- The paper demonstrates that LRMs reasoning in English yield higher final-answer accuracy but introduce significant translation-induced errors for low-resource languages.
- The study systematically evaluates multilingual performance using MGSM and GPQA Diamond benchmarks with controlled reasoning language prompts.
- The paper highlights differing cognitive behaviors in reasoning traces, underscoring the need for tailored model designs and richer native-language datasets.

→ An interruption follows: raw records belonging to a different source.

PR #4562, opened 2026-05-14
chore: [DHIS2-21506] Consolidate me API requests

henrikmv:
[DHIS2-21506](https://dhis2.atlassian.net/browse/DHIS2-21506)

Introduces a `CurrentUser` singleton, populated once at app startup from a single `/me` request, and replaces ~10 runtime `/me` fetches scattered across hooks and epics with synchronous reads.

`init.ts` already fetches `/me` at startup. This PR widens that fetch to include the fields previously queried ad-hoc (`firstName`, `surname`, `username`, `userRoles{id}`) and stores the result in a new `CurrentUser` class:

```ts
// Before: every consumer re-fetched /me
const { data } = useDataQuery({ me: { resource: 'me', params: { fields: '...' } } });
const locale = data?.me?.settings?.keyUiLocale;

// After: single init-time fetch, synchronous access
const locale = CurrentUser.get().uiLocale;
```

This change should not increase the initial payload size in practice.

It adds three small scalar fields — `firstName`, `surname`, and `username` — but reduces the amount of data requested for the four list fields: `userRoles`, `userGroups`, `organisationUnits`, and `teiSearchOrganisationUnits`.

For those collections, the request now fetches only `id`(and `path` where needed)

| Removed | Replaced by |
|---|---|
| `useUserLocale` hook (5 call sites) | `CurrentUser.get().uiLocale` |
| `useUserRoles` hook (WidgetProfile) | `CurrentUser.get().userRoles` |
| `useNoteDetails` hook (WidgetEventSchedule) | `CurrentUser.get()` + `generateUID()` inline |
| `useDataQuery({ me })` in `OrgUnitField` | `CurrentUser.get().organisationUnits` |
| `useApiMetadataQuery('me')` in `useSearchScopeWithFallback` | `CurrentUser.get().{teiSearchOrganisationUnits, organisationUnits}` |
| `querySingleResource('me')` in 5 note epics | `CurrentUser.get()` |

[DHIS2-21506]: https://dhis2.atlassian.net/browse/DHIS2-21506?atlOrigin=eyJpIjoiNWRkNTljNzYxNjVmNDY3MDlhMDU5Y2ZhYzA5YTRkZjUiLCJwIjoiZ2l0aHViLWNvbS1KU1cifQ


src/core_modules/capture-core/components/WidgetProfile/WidgetProfile.component.tsx
```diff
@@ -95,11 +93,7 @@ const WidgetProfilePlain = ({
         trackedEntityTypeAccess,
         geometry,
     } = useTrackedEntityInstances(teiId, programId, storedAttributeValues, storedGeometry);
-    const {
-        loading: userRolesLoading,
-        error: userRolesError,
-        userRoles,
-    } = useUserRoles();
+    const userRoles = CurrentUser.get().userRoles;
```
simonadomnisoru: Perhaps the `WidgetProfile` call should be left out of this refactor? That way, we stick to its initial self-contained architecture design and avoid introducing a dependency on the external `CurrentUser` singleton.

src/core_modules/capture-core/components/WidgetEnrollment/WidgetEnrollment.container.tsx
```diff
@@ -73,10 +73,10 @@ export const WidgetEnrollment = ({
     const { error: errorOrgUnit, displayName } = useOrgUnitNameWithAncestors(
         typeof ownerOrgUnit === 'string' ? ownerOrgUnit : undefined,
     );
-    const { error: errorLocale, locale } = useUserLocale();
+    const locale = CurrentUser.get().uiLocale;
```
simonadomnisoru: Same question regarding whether the `WidgetEnrollment` call should be left out of this refactor to stick as much as possible to the initial self-contained architecture?

src/core_modules/capture-core/components/WidgetEnrollment/TransferModal/OrgUnitField/useSearchScopeWithFallback.ts
```diff
@@ -1,28 +1,16 @@
...
-            enabled: !searchText,
-            select: (data) => {
-                const { teiSearchOrganisationUnits, organisationUnits } = data as any;
-                return teiSearchOrganisationUnits.length
-                    ? teiSearchOrganisationUnits
-                    : organisationUnits;
-            },
-        },
-    );
+    const orgUnitRootsFromUser = useMemo(() => {
```
simonadomnisoru: The `TransferModal` feature lives inside `WidgetEnrollment`, so the same concern applies here regarding our self-contained architecture principle. Thanks!

simonadomnisoru (commented):
Great refactor initiative @henrikmv 🙌 ! My only concern is whether the two self-contained widgets should be included or not. I'm curious to hear your thoughts on this. Thanks!

simonadomnisoru (approved):

PR #4572, opened 2026-05-18
chore: [DHIS2-21515] Improve performance for large option sets

henrikmv:
[DHIS2-21515](https://dhis2.atlassian.net/browse/DHIS2-21515)

This change introduces incremental client-side rendering using the onEndReached prop already exposed by @dhis2/ui's `SimpleSingleSelect`. Options remain fully in-memory (no server-side change), but only a window is mounted at a time:

- Activates only when filteredOptions.length > 200; smaller option sets render as before.
- Renders the first 100 options initially; onEndReached appends another 100 as the user scrolls.
- Window resets to the first 100 on every filter change so search results always start from the top.
- Selected value is still resolved against the full options array, so it displays correctly even when outside the rendered window.

[DHIS2-21515]: https://dhis2.atlassian.net/browse/DHIS2-21515?atlOrigin=eyJpIjoiNWRkNTljNzYxNjVmNDY3MDlhMDU5Y2ZhYzA5YTRkZjUiLCJwIjoiZ2l0aHViLWNvbS1KU1cifQ


src/core_modules/capture-core/components/FormFields/New/Fields/SingleSelectField/SingleSelectField.component.tsx
```diff
@@ -48,20 +49,24 @@ const NewSingleSelectFieldComponentPlain = ({
         [options, filterValue, filterable],
     );
 
+    const { visibleOptions, onEndReached, resetWindow } = useWindowedOptions(filteredOptions);
```
simonadomnisoru, line 52: Does it make sense to also call `resetWindow` inside `handleBlur` on line 74?

simonadomnisoru (approved):

linadhis2:
LGTM from QA perspective, was concentrating on option sets and no regressions spotted.

PR #4573, opened 2026-05-20
fix: [DHIS2-21475] revert patch for gregorian calendar for iso8601 to handle chrome bug

simonadomnisoru:
Reverting the patch from dhis2/capture-app#4560. The underlying Chromium issue with `Intl.DateTimeFormat` for the `iso8601` calendar has been fixed and is available in Chrome `v148.0.7778.179` (see [Chromium Issue 512514742](https://issues.chromium.org/issues/512514742)).


henrikmv (approved):
Thanks Simona for reverting this outdated bug fix.

PR #4579, opened 2026-05-22
fix: [DHIS2-21546] User can save empty note

henrikmv:
[DHIS2-21546](https://dhis2.atlassian.net/browse/DHIS2-21546)

- Prevent saving empty notes from the enrollment/event note widget by treating whitespace-only input as "not editing"
- Hide the Save/Cancel buttons whenever the field has no meaningful content
- Make "Save note" the primary action button

[DHIS2-21546]: https://dhis2.atlassian.net/browse/DHIS2-21546?atlOrigin=eyJpIjoiNWRkNTljNzYxNjVmNDY3MDlhMDU5Y2ZhYzA5YTRkZjUiLCJwIjoiZ2l0aHViLWNvbS1KU1cifQ


src/core_modules/capture-core/components/WidgetNote/NoteSection/NoteSection.tsx
```diff
@@ -141,23 +141,26 @@ const NoteSectionPlain = ({
...
-                <Button
-                    dataTest="cancel-note-btn"
-                    onClick={onCancel}
-                    secondary
-                    small
-                >
-                    {i18n.t('Cancel')}
-                </Button>
-            </div>}
+            {isEditing && (
```
simonadomnisoru: Design-wise, do you think it's cleaner to enable/disable the buttons instead of show/hide? I feel like show/hide the buttons creates too much movement on the page because it shifts all the other Widgets below. Any thoughts? 

https://github.com/user-attachments/assets/56616e56-8e9a-44d9-8637-ecc4cdefd70b

henrikmv: Thanks @simonadomnisoru, great review comment.

I have improved note-editing behaviour by adding a blur handler and disabling the `Save note` button when the note input field is empty. WDYT?

simonadomnisoru (approved):

PR #4582, opened 2026-05-24
chore: [DHIS2-21549] Align view single event right-column widgets

henrikmv:
[DHIS2-21549](https://dhis2.atlassian.net/browse/DHIS2-21549)

**The warning** is due to the branch name containing an en dash (`–`, `U+2013`) instead of a regular hyphen (`-`). Should not be blocking, so I leave the branch name unchanged.

[DHIS2-21549]: https://dhis2.atlassian.net/browse/DHIS2-21549?atlOrigin=eyJpIjoiNWRkNTljNzYxNjVmNDY3MDlhMDU5Y2ZhYzA5YTRkZjUiLCJwIjoiZ2l0aHViLWNvbS1KU1cifQ


src/core_modules/capture-core/components/Pages/ViewEvent/RightColumn/AssigneeSection/AssigneeSection.container.tsx
```diff
@@ -1,32 +1,48 @@
-import React from 'react';
-import type { ApiEnrollmentEvent } from 'capture-core-utils/types/api-types';
-import { WidgetAssignee } from '../../../../WidgetAssignee';
```
simonadomnisoru, line 3: Rollback the `WidgetAssignee` import. See the other comment.

src/core_modules/capture-core/components/Pages/ViewEvent/RightColumn/AssigneeSection/AssigneeSection.component.tsx
```diff
@@ -0,0 +1,37 @@
+import * as React from 'react';
+import i18n from '@dhis2/d2-i18n';
+import { IconUser24 } from '@dhis2/ui';
+import type { ComponentType } from 'react';
+import { ViewEventListSection } from '../../Section/ViewEventListSection.component';
+import { DisplayMode } from '../../../../WidgetAssignee/DisplayMode.component';
+import { EditMode } from '../../../../WidgetAssignee/EditMode.component';
```
simonadomnisoru: We shouldn't import directly from inside the `Widget*` sub-folders. WidgetAssignee should be treated as a ready-to-use component that will manage its own internal state based on the props received from the parent.

PR #4590, opened 2026-05-28
chore: [DHIS2-21571] dev container (incl. safe-chain) and CI safe-chain

JoakimSM:
Adds a Dev Container config for VSCode. Using a Dev Container ensures that code runs in an isolated environment and helps protect developer machines against supply-chain attacks, malware, and similar threats. The Dev Container should work with Cypress. If you use the `cy:open` script command, you will need to open http://localhost:6080/vnc.html in your browser to see the Cypress Interface (The url is also printed in the terminal/shell when you run the command)

AikidoSec safe-chain is used to wrap the commands for yarn, npm, etc in the container; preventing the use of packages published within the last five days, except for DHIS2 packages (we can change the number of days, let's just agree on something, but 5-7 days is good in my book). This helps protect developers from downloading malware and reduces the risk of publishing a compromised app.

If you want other extensions installed in the docker container: 1) Make a case for it and we can add it to the list of extensions that should be auto-installed for the Capture App 2) Add the extension to your personal list of extensions that are always installed when using a Dev Container (user config) 3) Install them manually on each container rebuild (you should not need to rebuild often).

Updated the CI workflows to use safe-chain and other best practices for caching. Update some actions using deprecated node versions to the newest ones.


.nvmrc
```diff
@@ -0,0 +1 @@
+24
```
simonadomnisoru, line 1: Nice! Glad to finally drop Node 18 and upgrade to 24 🥳 !

package.json
```diff
@@ -74,8 +74,8 @@
         "jsdoc": "NODE_ENV=development jsdoc -c jsdoc-conf.json",
         "linter:check": "yarn workspaces run linter:check && yarn workspaces run build && eslint -c .eslintrc . --quiet",
         "tsc:check": "./node_modules/.bin/tsc --noEmit && yarn workspaces run tsc:check",
-        "cy:open": "export NODE_OPTIONS=--openssl-legacy-provider && concurrently --kill-others \"yarn start:forCypress\" \"wait-on 'http-get://127.0.0.1:3000' && cypress open\"",
-        "cy:run": "export NODE_OPTIONS=--openssl-legacy-provider && concurrently --kill-others \"yarn start:forCypress\" \"wait-on 'http-get://127.0.0.1:3000' && cypress run\"",
+        "cy:open": "[ \"$IN_DEVCONTAINER\" = \"true\" ] && ./scripts/package/cy-open-devcontainer.sh || ./scripts/package/cy-open-local.sh",
```
simonadomnisoru, line 77: I'm getting login errors when opening and running Cypress tests using the VNC link http://localhost:6080/vnc.html. I tried it both inside VS Code and in an external browser. Any idea what I am doing wrong?

https://github.com/user-attachments/assets/4d243450-45c2-4414-a3c2-3245a64a1c4b

Thank you!

simonadomnisoru (approved):
Even after refreshing the cache, when opening Cypress, I still get the [login error](https://github.com/dhis2/capture-app/pull/4590#discussion_r3333546069) inside the devContainer. 
But, since Cypress works fine in the CI and also locally outside the devContainer. I think we can leave it as-is and merge.

PR #4597, opened 2026-06-08
fix: plugin issues

superskip:
There is no Jira ticket for this, as it is tricky to reproduce the issues; they were all observed in a particular production instance. The problems went away after these changes were made :)

I think code review should be possible as is. Also not a lot of changes, and if you want bite-sized chunks you could check out the individual commits separately.


simonadomnisoru (approved):
It's difficult to properly review this PR without having reproduction steps and the full context of the issue. However, the code changes look good on their own, and I don't see any risky behavior, so I'll go ahead and approve.

PR #880, opened 2025-02-05
add support for BatchSchedules

dlwh:


src/levanter/schedule.py
```diff
@@ -0,0 +1,122 @@
...
+        if schedule[i].until < schedule[i - 1].until:
+            if i == len(schedule) - 1 and schedule[i].until == -1:
+                continue
+            raise ValueError(f"Schedule is not sorted at index {i}")
+
+
+@dataclass
+class BatchSegment:
+    start: int  # The training step at which this batch size starts.
+    until: int | float  # The training step at which this batch size stops. If -1 or inf, the segment is open-ended.
```
Helw150, line 47: Maybe support just -1 or inf for simplicity sake.

src/levanter/schedule.py
```diff
@@ -0,0 +1,122 @@
...
+
+    This class also tracks cumulative data offsets and can return the "local" indices for a step and a sharding
+    """
+
+    def __init__(self, schedule: int | IntSchedule):
+        self.schedule = schedule
+
+        # Precompute the segments of the schedule.
+        if isinstance(schedule, int):
+            self.segments = [BatchSegment(0, BIG_INT, schedule, 0)]
```
Helw150, line 66: Why BIG_INT and not Inf here? Given the lower level class lists support for inf, seems odd (while unlikely to ever come up) to use this internally.

src/levanter/schedule.py
```diff
@@ -0,0 +1,122 @@
...
+                    prev_until = until
+
+    def batch_size_at_step(self, step: int) -> int:
+        """
+        Return the batch size (number of samples) at the given training step.
+        """
+        for seg in self.segments:
+            if seg.start <= step < seg.until:
+                return seg.value
+        # If the step is beyond all defined segments, use the last segment's batch size.
```
Helw150, line 94: Feels worth throwing a warning here.

src/levanter/schedule.py
Helw150: Doubly so with the BIG_INT mixed in. Some calls support until being natively -1, while the below overrides -1 to BIG_INT and then assumes that in the logic.

src/levanter/data/loader.py
```diff
@@ -31,23 +33,60 @@
...
+        of the data. In general, each machine only loads the data that it needs to process.
 
-        TODO: document this
+        (At the moment, it's not smart enough to load parts of examples if examples are sharded across machines,
+        but whole examples are handled correctly.)
 
         Args:
-            Batch (hax.Axis): The batch axis
+            batch_axis_name (str | Axis): The name of the batch axis
+            batch_size (int | IntSchedule | None): The size of the batch or a schedule for the size of the batch
```
Helw150, line 89: Hmmm, I think this risks being confusing since batch_axis_name sometimes sneakily contains the batch_size too.

Is it to un-haliax-y to only support `batch_axis_name (str)` and `batch_size (int | IntSchedule)`?

src/levanter/data/loader.py
```diff
@@ -61,40 +100,51 @@ def __init__(
         self.axis_resources = axis_resources
         self.data_store = data
         self.mesh = mesh
-        self.Batch = Batch
+
+        if batch_size is None:
+            assert isinstance(batch_axis_name, hax.Axis)
+            self.batch_axis_name = batch_axis_name.name
```
Helw150, line 106: This is what led me to the comment above - just feels yucky enough to do `...name.name` that it could possibly be confusing as well down the line.

src/levanter/data/loader.py
```diff
@@ -223,25 +285,64 @@ def get_data(indices):
...
-            indices_this_batch_this_process = [indices_this_batch[i] for i in self.dl._local_indices]
-            indices_for_this_batch_of_batches.extend(indices_this_batch_this_process)
+            global_offset = self.dl.scheduler.global_data_offset_by_step(bn)
+            offsets.append(global_offset)
+            local_indices_for_device = self.dl.local_data_indices_by_device_for_step(bn)
+
+            distinct_local_indices_this_batch = set()
+            for indices in local_indices_for_device.values():
+                for local_index in indices:
+                    distinct_local_indices_this_batch.add(local_index)
```
Helw150, line 315: What are instances where local_indices_for_device would have duplicates and it isn't a bug?

src/levanter/schedule.py
dlwh: oh yeah i was gonna support inf but it got annoying so I started to remove it but didn't finish

src/levanter/schedule.py
dlwh: was switching to big_int

src/levanter/data/loader.py
dlwh: eh, i thought about this. it was kind of an attempt at backwards compat but I guess there's no reason

src/levanter/data/loader.py
dlwh: tensor parallel, sequence parallel

Helw150: Got it - makes sense

src/levanter/data/loader.py
dlwh: i'll just commit

dlwh: err, int | IntSchedule | Axis

Helw150:
LGTM assuming tests all go through!

Helw150 (approved):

The Reasoning Lingua Franca: A Double-Edged Sword for Multilingual AI
Introduction
This paper presents a systematic evaluation of Large Reasoning Models (LRMs) in multilingual settings, focusing on the language of reasoning traces and its impact on both answer accuracy and cognitive behaviors. The central hypothesis is that LRMs, when presented with non-English questions, tend to default to reasoning in English, which may yield higher accuracy but risks losing linguistic and cultural nuances. The paper leverages two benchmarks—MGSM and GPQA Diamond—across a diverse set of languages and open-weight models, quantifying the trade-offs between reasoning in English and the question’s native language.
Experimental Design and Methodology
The evaluation framework is built on explicit control of the reasoning language via system prompts and prefix tokens, ensuring that models reason either in English or the question’s language. The MGSM dataset covers mathematical reasoning in 13 languages, while GPQA Diamond targets expert-level scientific questions in English, Danish, and five Indic languages. Models are sampled with T=0.6, p=0.95, k=20, and each configuration is run four times to report mean and standard deviation. Reasoning traces are extracted and analyzed for cognitive attributes using gpt-4o-mini as an automated judge.

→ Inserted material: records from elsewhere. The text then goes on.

PR #882, opened 2025-02-09
Support Irregular/nondivisible batch sizes by padding

dlwh:
Also add support for padding the final batch

We use zeros for this padding, which works out b/c a 0's loss_mask means no contribution to the loss

### DIFF
--- a/src/levanter/data/loader.py
+++ b/src/levanter/data/loader.py
@@ -176,8 +176,8 @@ class DataLoader(Iterable[Ex]):
         out = _round_to_nearest_multiple(size, self._data_axis_size)
 
         warnings.warn(
-            f"Rounding batch size {size} to {out} to be divisible by data axis size {self._data_axis_size}."
-            f"\n This results in a per-device batch size of {out // self._data_axis_size}"
+            f"Padding batch size {size} to {out} to be divisible by data axis size {self._data_axis_size}."
+            f"\n This results in a per-device batch size of {out // self._data_axis_size}. (Extra data is zeros.)"
         )
 
         return out
--- a/src/levanter/data/loader.py
+++ b/src/levanter/data/loader.py
@@ -106,7 +106,7 @@ class DataLoader(Iterable[Ex]):
             self.scheduler = BatchSchedule(batch_size)
 
         self._batch_sharding = hax.partitioning.sharding_for_axis(self.batch_axis_name, axis_resources, mesh)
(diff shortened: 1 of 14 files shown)


Helw150:
So I can double check, what flow should I be looking at to confirm the 0's always get ignored in the loss?

Right now, I was following:
- CausalLmDataset (ignore_index defaults to None. no explicit loss mask is constructed. Calls LmExample [here](https://github.com/stanford-crfm/levanter/blob/1927f93eb58ed5cf61044ef70e6263138ce0abfc/src/levanter/data/text.py#L247))
- LmExample (ignore_index defaults to None. if ignore_index is None and loss_mask is None, the loss mask is constructed as causal)
- next_token_loss just uses the loss mask as given

Helw150:
NVM, I see. When you create the 0's tree, this includes creating an explicit zero's loss mask.

src/levanter/data/loader.py
```diff
@@ -110,12 +106,32 @@ def __init__(
...
-            self._ex_leaves, self._ex_structure = jax.tree_flatten(
-                blocking_wait(self.data_store.getitem_async(0)), is_leaf=is_named_array
-            )
+            current_len = blocking_wait(self.data_store.current_len())
+            if current_len <= 0:
+                logger.warning("Data store currently has no data. We will block until data is available.")
+
+            initial_example = blocking_wait(self.data_store.getitem_async(0))
+            self._ex_leaves, self._ex_structure = jax.tree_flatten(initial_example, is_leaf=is_named_array)
+            self._padding_example = _make_padding_example(initial_example)
```
Helw150, line 123: I'm not following this right now - I don't see where `self._padding_example` actually gets used?

tests/test_new_loader.py
```diff
@@ -265,15 +295,59 @@ def test_loader_with_batch_scheduler(model_axis_size):
...
+                assert len(batch) == 32
+
+        # total steps: 10 * 8 + 10 * 16 = 240, (1007 - 240) // 32 = 23
+        assert step == 20 + 23
+
+        # last batch should be padded
+        assert len(batch) == 32
+        # ensure all the padded examples are all 0's
+        num_padding = 32 - (1007 - 240) % 32
+        np.all(batch[-num_padding:] == 0)
```
Helw150, line 353: Needs an assert right?

src/levanter/data/loader.py
dlwh: line 330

Final Answer Accuracy: English vs. Native Language Reasoning
Empirical results demonstrate that reasoning in English consistently yields higher final-answer accuracy, especially as task complexity increases and for high-resource languages. The performance gap widens for low-resource languages, indicating that the models’ internal knowledge and reasoning capabilities are more effectively leveraged in English.

Figure 2: MGSM final answer accuracy when reasoning in the question’s language across models and languages.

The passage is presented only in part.